MedPAR Outcome Datasets Overview#
The MedPAR Outcome Datasets in the LEGO data catalog provide researchers with access to processed inpatient admission records for Medicare beneficiaries, where each beneficiary admission is tagged and filtered with a health outcome based on predefined ICD-9 and ICD-10 diagnosis codes. These curated datasets reflect hospitalizations associated with specific medical conditions.
This walkthrough guides users through navigating the data catalog, identifying outcome-specific datasets, determining whether an existing dataset meets study requirements, and leveraging ICD Codes YAML configuration files to ensure consistency and reproducibility in outcome definitions.
Step 1 : Assessing the MedPAR Outcomes Content#
To begin exploring the MedPAR Outcome Datasets, access the data catalog and navigate to the Medpar Outcomes section in Medicare or Legacy Medicare section. It provides a centralized view of curated outcome-specific inpatient datasets, along with documentation, metadata, and data paths to support outcome selection and reuse.

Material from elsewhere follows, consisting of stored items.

PR #294, opened 2017-06-29
Fix serial read buffer overflow and enable openag_brain to work with couchdb with authentication.

goruck:
I am integrating an Alexa voice interface with the PFC which requires code running in an AWS Lambda instance to access the PFC's apis over the Internet. Therefore for security purposes its desirable to end the couchdb admin party. This PR enables openag_brain to work with couchdb with basic authentication enables. See https://github.com/goruck/foodcomputer for context and additional details.

### DIFF
--- a/nodes/arduino_handler.py
+++ b/nodes/arduino_handler.py
@@ -331,7 +331,6 @@ def connect_serial(serial_connection=None):
             rospy.logwarn(e)
             rospy.sleep(0.2) #seconds
 
-
 if __name__ == '__main__':
     if TRACE:
         rospy.init_node('arduino_handler', log_level=rospy.DEBUG)
@@ -349,6 +348,9 @@ if __name__ == '__main__':
     actuator_state["water_circulation_pump_1"] = True
 
     publish_time = ros_next(publisher_rate_hz)
+
+    temp_buf = ""
+
     while not rospy.is_shutdown():
 
         # Generate the message for the current state (csv headers below):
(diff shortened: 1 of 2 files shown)


Spaghet:
Thanks for taking time to look into this! Also, your Alexa integration stuff looks amazing.

I think this looks ok, but I'm not familiar enough with this codebase right now to make a valid assessment.
It looks like you would need to modify the install script so that we set up cert keys in the install script if we were to push these changes, and they might also affect the opeang_ui.

I agree it's important to make these changes so I will look into this immediately after validating the arduino driver/firmware fix we've been working on.

goruck:
Hi,

Thanks for the feedback and review.

Note that the normal http url still works without authentication if couchdb
still is in admin party mode. So for local use and for those who don't care
about secured access over the Internet nothing needs to be changed. I
tested both http and https with and without authentication with these code
changes and it seems to work fine.

My thinking was for the people that wanted to secure couchdb and run it
over https they would follow the standard couchdb instructions that I
summarized on my Alexa GitHub repo. This includes generating and placing
the keys and certs in the appropriate place. So I didn't see a need to make
it part of the install. But I'm happy to take a look at that. Just let me
know. However, I'm guessing when all the cloud db stuff comes on line
secure access becomes a must?

Keep up the amazing work!


On Jun 29, 2017 9:53 AM, "Rikuo Hasegawa" <notifications@github.com> wrote:

Thanks for taking time to look into this! Also, your Alexa integration
stuff looks amazing.

I think this looks ok, but I'm not familiar enough with this codebase right
now to make a valid assessment.
It looks like you would need to modify the install script so that we set up
cert keys in the install script if we were to push these changes, and they
might also affect the opeang_ui.

I agree it's important to make these changes so I will look into this
immediately after validating the arduino driver/firmware fix we've been
working on.

—
You are receiving this because you authored the thread.
Reply to this email directly, view it on GitHub
<https://github.com/OpenAgInitiative/openag_brain/pull/294#issuecomment-312027100>,
or mute the thread

PR #297, opened 2017-07-05
DoserPump Tuning

Spaghet:
I tuned the DoserPump dosage rates based on actual hardware tests.
I tried both pump 1 and 2 5 times each and took an average to get to the parameters.
The units are in `ml/hr`.


Spaghet:
The timeout where it gets angry if there hasn't been a recent command will still happen in this PR.

If you're talking about the PID timeout thing I'll send you the issue where I described that on gitter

Step 2 : Exploring the Available Outcomes dataset#
Within the Content tab of the catalog, each folder represents a project submission from a specific researcher, named using the format <pi_name>_<researcher_name>_<project_number>
(e.g., antonella_ernani_00, michelle_yongsoo_01).
Expanding the folder displays a list of .parquet
files, each representing outcome-tagged inpatient admissions for Medicare beneficiaries. These files follow a standard naming convention: <outcome>_<yyyy>.parquet
, where <outcome>
refers to the diagnosis (e.g., diabetes, cvd, melanoma) and <yyyy>
denotes the calendar year.

Clicking on a .parquet
file displays the data dictionary, and provide additional context such as a link to the github icd code yaml file.
The Subdatasets view also includes a searchable list of all available outcome files. You can apply a filter based on diagnosis to easily locate specific outcomes of interest.

Step 3 : Reusing Previously Created Outcome Datasets#
Researchers are encouraged to reuse existing outcome-specific .parquet
files when the dataset aligns with the goals and criteria of their study. Reusing curated datasets helps reduce duplication of effort and promotes consistency in cohort definitions across projects.
Before reusing a dataset, carefully review the associated ICD codes and outcome criteria to ensure it matches your research definition. In some cases, multiple users may have created datasets for the same condition. It’s important to assess which version best fits your study requirements.
Each outcome dataset is generated using an ICD-based YAML configuration file, which defines :
The list of ICD-9 and ICD-10 codes used for identifying the outcome
The outcome criteria (e.g., whether to evaluate all diagnosis codes or only the primary/few initial ones).
The YAML files are available on the GitHub repository : NSAPH-Data-Processing/medpar_outcomes
If the desired outcome dataset is not available, the researcher can complete the project initiation form to request a new dataset, specifying the ICD-9 and ICD-10 codes and outcome criteria to be used.